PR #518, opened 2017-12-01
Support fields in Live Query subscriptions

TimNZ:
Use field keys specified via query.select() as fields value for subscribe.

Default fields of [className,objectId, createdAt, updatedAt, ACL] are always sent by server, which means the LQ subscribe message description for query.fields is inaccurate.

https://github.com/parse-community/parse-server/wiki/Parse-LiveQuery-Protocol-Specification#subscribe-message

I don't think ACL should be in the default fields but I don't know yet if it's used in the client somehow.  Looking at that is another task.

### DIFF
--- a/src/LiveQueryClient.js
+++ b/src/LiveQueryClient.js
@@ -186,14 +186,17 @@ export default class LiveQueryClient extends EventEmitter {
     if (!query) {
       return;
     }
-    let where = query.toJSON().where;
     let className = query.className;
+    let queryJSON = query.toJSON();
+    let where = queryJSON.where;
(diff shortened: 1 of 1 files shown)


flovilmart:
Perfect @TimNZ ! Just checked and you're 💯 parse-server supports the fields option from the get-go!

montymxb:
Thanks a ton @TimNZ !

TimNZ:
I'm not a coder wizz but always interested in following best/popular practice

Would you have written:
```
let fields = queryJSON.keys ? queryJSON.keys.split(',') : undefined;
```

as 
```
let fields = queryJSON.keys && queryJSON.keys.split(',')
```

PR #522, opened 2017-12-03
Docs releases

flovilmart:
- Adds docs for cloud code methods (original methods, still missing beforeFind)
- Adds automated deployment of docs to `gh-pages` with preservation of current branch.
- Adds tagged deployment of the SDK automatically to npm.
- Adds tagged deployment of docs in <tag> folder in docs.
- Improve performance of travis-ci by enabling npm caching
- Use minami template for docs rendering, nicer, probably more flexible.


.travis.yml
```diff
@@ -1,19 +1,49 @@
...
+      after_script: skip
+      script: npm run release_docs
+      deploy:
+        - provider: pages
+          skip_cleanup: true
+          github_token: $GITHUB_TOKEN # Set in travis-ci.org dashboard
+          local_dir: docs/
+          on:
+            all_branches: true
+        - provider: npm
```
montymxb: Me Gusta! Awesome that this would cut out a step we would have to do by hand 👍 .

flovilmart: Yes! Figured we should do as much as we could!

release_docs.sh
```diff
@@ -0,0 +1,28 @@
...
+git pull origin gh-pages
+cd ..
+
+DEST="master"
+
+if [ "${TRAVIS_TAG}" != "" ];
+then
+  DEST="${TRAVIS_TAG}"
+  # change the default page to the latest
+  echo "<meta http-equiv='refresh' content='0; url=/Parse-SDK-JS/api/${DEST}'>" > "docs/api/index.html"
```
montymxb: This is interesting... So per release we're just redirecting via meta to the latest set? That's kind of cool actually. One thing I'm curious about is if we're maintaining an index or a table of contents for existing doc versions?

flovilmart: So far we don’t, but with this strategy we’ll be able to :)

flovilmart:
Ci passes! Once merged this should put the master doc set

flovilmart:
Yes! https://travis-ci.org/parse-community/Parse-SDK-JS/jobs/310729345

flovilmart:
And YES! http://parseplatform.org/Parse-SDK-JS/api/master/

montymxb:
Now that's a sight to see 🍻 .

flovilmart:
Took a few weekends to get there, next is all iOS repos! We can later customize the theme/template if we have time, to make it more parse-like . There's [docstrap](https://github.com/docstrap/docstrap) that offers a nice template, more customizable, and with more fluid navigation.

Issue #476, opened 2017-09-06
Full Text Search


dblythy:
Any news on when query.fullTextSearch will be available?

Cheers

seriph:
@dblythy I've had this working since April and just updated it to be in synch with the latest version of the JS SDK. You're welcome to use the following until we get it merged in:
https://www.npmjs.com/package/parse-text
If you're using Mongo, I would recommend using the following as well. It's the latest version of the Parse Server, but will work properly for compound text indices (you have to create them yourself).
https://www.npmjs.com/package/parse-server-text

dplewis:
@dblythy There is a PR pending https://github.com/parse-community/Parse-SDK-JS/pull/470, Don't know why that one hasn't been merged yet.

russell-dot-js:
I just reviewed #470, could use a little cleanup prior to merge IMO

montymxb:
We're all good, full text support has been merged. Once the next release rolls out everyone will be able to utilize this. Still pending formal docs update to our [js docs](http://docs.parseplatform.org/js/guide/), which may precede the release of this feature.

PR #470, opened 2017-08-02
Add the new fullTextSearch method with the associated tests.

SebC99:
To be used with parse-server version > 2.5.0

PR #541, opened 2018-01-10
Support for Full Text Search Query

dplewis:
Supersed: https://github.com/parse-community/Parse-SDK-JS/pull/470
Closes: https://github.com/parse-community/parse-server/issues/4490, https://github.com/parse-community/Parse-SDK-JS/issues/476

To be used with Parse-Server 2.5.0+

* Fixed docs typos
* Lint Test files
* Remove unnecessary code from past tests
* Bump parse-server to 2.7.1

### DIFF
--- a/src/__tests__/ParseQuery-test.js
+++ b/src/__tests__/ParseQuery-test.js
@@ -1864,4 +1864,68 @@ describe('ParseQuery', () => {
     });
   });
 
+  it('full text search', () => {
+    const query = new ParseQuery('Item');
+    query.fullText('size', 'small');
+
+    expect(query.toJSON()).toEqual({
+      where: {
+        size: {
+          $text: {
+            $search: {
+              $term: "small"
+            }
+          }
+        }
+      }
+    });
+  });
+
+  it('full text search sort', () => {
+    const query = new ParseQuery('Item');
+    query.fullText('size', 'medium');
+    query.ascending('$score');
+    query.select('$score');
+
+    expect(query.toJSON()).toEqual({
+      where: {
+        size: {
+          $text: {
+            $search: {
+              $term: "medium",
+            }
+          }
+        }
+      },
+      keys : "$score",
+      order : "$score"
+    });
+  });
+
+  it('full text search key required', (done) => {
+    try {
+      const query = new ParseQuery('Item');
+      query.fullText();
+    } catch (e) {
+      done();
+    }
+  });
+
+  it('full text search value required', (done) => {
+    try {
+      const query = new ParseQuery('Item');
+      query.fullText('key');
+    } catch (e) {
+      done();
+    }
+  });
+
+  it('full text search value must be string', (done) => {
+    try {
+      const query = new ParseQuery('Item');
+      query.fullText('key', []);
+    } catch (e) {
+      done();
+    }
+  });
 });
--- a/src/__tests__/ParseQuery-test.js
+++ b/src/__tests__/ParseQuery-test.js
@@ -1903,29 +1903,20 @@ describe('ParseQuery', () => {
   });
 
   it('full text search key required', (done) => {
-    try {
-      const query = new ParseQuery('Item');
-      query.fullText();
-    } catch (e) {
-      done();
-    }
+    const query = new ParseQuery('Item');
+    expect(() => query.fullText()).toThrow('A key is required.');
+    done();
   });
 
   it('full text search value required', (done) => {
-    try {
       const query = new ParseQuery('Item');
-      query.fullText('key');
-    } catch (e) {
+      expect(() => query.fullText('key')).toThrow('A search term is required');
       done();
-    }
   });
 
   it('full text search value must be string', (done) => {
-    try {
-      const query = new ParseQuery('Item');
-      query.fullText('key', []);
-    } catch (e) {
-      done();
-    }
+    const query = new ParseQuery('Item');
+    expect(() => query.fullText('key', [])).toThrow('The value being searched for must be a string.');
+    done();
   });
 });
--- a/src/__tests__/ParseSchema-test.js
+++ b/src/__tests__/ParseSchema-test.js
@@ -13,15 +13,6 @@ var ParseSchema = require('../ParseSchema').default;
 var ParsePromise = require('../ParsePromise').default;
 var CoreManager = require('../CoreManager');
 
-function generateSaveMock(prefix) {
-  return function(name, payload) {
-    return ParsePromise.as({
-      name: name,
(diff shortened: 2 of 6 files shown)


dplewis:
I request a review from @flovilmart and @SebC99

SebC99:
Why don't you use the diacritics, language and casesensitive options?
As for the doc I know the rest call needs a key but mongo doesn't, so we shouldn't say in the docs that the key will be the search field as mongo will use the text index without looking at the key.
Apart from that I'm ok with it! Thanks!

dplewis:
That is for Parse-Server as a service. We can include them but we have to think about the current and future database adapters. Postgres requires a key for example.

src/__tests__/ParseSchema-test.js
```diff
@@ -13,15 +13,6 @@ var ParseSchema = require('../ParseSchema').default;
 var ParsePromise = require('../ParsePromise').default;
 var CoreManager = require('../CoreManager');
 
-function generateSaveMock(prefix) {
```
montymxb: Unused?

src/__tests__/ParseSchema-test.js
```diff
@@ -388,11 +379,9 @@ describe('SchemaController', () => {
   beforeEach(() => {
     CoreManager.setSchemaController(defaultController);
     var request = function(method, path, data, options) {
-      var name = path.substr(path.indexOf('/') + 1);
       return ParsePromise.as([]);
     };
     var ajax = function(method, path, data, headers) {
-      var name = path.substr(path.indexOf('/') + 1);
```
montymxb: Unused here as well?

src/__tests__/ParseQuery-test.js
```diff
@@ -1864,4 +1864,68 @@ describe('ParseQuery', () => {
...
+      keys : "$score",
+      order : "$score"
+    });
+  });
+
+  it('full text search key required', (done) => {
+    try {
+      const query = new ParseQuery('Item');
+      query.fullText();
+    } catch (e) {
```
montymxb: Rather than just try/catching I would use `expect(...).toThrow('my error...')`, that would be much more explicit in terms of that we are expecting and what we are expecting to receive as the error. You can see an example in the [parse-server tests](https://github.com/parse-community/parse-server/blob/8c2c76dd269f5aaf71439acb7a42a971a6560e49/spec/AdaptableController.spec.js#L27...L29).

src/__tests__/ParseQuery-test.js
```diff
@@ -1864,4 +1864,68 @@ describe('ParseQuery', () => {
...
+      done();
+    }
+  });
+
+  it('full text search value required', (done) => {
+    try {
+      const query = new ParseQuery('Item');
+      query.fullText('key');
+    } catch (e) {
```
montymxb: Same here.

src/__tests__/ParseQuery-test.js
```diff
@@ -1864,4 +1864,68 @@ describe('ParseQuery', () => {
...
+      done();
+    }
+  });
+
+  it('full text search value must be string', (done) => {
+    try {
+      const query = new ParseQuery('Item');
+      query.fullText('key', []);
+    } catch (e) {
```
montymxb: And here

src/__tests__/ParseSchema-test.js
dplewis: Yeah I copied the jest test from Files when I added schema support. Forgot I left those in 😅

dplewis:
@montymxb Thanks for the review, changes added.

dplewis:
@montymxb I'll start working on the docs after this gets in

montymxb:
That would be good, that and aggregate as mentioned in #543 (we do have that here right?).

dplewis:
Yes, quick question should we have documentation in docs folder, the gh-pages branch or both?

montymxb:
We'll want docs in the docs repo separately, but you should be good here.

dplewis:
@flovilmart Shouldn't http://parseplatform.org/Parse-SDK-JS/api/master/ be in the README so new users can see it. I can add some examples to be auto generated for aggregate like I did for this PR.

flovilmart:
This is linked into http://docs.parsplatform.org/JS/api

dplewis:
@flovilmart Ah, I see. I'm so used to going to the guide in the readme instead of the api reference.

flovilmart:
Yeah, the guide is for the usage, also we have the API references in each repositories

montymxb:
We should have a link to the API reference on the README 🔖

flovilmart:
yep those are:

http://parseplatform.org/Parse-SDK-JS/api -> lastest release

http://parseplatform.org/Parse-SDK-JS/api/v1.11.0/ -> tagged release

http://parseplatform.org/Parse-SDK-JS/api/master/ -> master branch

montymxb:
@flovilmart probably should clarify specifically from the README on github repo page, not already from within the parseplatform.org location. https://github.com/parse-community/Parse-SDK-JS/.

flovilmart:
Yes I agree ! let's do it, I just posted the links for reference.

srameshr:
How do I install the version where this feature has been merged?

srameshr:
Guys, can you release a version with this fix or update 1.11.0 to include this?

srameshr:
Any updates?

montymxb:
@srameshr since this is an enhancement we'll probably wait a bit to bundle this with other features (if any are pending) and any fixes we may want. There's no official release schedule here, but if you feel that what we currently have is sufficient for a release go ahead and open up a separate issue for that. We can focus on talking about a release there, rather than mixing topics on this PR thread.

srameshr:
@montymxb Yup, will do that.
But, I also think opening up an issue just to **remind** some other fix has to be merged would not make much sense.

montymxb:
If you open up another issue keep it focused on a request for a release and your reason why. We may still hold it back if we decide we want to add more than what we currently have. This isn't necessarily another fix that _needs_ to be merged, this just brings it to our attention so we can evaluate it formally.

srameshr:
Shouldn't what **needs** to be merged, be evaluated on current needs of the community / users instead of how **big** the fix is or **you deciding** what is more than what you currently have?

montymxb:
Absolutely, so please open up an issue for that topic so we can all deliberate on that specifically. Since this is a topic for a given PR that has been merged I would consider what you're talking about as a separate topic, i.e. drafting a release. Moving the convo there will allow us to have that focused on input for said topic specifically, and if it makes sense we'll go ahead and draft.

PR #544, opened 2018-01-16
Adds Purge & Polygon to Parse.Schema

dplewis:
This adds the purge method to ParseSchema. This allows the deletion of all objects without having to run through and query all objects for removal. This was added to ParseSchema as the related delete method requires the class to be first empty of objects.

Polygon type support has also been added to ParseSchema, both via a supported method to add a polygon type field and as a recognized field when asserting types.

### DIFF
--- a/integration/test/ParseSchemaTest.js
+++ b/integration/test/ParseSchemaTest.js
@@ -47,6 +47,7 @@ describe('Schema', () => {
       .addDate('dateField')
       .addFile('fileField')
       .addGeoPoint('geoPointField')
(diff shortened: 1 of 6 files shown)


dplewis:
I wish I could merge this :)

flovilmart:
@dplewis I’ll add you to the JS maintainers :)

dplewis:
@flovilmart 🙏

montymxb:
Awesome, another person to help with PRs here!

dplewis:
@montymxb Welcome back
*****
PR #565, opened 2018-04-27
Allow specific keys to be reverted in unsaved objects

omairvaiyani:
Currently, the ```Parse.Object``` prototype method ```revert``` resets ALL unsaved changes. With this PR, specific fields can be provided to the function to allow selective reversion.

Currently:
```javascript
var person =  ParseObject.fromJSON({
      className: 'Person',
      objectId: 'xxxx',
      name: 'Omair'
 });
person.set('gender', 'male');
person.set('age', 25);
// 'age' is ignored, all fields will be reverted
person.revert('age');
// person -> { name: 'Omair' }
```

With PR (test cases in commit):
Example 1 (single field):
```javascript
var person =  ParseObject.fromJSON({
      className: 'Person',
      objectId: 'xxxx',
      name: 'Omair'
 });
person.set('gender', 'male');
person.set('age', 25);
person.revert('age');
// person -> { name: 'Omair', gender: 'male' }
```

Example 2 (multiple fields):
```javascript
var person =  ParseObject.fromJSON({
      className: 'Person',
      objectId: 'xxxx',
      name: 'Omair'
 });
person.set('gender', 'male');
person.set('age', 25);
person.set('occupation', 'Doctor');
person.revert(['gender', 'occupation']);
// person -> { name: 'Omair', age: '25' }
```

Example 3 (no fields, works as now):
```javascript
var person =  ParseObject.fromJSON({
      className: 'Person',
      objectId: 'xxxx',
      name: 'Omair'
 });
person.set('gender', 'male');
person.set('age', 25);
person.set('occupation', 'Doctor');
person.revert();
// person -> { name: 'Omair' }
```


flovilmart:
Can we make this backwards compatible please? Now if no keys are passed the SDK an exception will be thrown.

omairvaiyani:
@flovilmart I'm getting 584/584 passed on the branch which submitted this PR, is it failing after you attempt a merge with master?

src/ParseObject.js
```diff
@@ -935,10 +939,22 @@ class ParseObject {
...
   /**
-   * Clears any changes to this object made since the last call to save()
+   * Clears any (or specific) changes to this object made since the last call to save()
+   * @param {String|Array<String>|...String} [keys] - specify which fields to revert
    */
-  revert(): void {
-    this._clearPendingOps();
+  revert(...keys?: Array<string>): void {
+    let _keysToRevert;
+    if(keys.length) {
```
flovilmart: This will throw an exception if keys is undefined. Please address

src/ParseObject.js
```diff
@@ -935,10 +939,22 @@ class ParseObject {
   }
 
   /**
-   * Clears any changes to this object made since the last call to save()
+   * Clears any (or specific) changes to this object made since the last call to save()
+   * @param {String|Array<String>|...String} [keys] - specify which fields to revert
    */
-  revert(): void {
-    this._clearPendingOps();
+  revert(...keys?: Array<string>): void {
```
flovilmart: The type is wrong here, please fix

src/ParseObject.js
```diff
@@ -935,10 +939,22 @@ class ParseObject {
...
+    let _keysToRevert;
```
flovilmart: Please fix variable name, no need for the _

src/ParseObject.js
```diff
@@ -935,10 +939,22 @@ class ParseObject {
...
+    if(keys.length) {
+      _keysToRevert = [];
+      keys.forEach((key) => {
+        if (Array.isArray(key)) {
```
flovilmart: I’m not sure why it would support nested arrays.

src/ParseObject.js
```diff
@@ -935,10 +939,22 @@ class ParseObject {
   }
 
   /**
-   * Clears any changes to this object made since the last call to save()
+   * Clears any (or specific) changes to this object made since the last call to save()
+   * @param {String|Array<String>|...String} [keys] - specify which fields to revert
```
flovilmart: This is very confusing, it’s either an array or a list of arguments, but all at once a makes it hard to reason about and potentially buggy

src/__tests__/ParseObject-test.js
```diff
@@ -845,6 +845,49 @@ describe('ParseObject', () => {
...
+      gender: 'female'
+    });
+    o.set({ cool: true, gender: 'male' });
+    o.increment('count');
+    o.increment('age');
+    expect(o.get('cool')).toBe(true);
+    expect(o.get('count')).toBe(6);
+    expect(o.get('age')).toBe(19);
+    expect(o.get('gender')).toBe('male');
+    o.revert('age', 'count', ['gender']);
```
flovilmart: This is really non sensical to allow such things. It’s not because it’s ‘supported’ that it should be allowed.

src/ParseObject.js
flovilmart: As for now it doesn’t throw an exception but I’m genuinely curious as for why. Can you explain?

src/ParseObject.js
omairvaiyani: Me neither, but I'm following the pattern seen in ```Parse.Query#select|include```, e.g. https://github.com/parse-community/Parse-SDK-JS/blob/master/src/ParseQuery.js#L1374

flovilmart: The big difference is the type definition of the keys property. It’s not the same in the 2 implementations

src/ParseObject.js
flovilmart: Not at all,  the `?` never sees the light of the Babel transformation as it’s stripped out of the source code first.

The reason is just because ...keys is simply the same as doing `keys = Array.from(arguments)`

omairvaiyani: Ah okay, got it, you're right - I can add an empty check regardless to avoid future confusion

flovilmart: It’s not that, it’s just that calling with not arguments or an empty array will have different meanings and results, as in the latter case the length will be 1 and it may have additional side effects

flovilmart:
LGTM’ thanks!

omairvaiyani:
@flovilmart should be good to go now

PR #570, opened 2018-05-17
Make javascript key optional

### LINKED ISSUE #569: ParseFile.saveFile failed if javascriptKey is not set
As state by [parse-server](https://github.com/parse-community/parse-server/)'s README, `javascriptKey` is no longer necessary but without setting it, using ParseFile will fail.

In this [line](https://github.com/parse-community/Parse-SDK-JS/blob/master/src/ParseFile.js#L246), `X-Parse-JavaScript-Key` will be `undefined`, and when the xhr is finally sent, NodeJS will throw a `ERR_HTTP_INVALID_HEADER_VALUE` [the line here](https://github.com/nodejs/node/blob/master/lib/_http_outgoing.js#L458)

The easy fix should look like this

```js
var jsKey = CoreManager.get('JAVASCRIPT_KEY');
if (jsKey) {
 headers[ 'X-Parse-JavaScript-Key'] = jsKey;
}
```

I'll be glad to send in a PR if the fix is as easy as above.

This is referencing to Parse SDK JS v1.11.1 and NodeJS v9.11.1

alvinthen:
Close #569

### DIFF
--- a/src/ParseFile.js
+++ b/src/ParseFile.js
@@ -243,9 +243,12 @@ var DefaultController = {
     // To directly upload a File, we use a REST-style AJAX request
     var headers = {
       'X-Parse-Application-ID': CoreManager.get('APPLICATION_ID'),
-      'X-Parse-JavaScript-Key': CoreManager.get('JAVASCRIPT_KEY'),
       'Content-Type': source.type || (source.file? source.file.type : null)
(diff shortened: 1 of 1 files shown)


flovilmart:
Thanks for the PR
*****
**Assignment**
The expected output is exactly the lines of the listing above between the line holding "PR #518, opened 2017-12-01" and the line holding "Use field keys", inclusive.

**Task answer**
PR #518, opened 2017-12-01
Support fields in Live Query subscriptions

TimNZ:
Use field keys specified via query.select() as fields value for subscribe.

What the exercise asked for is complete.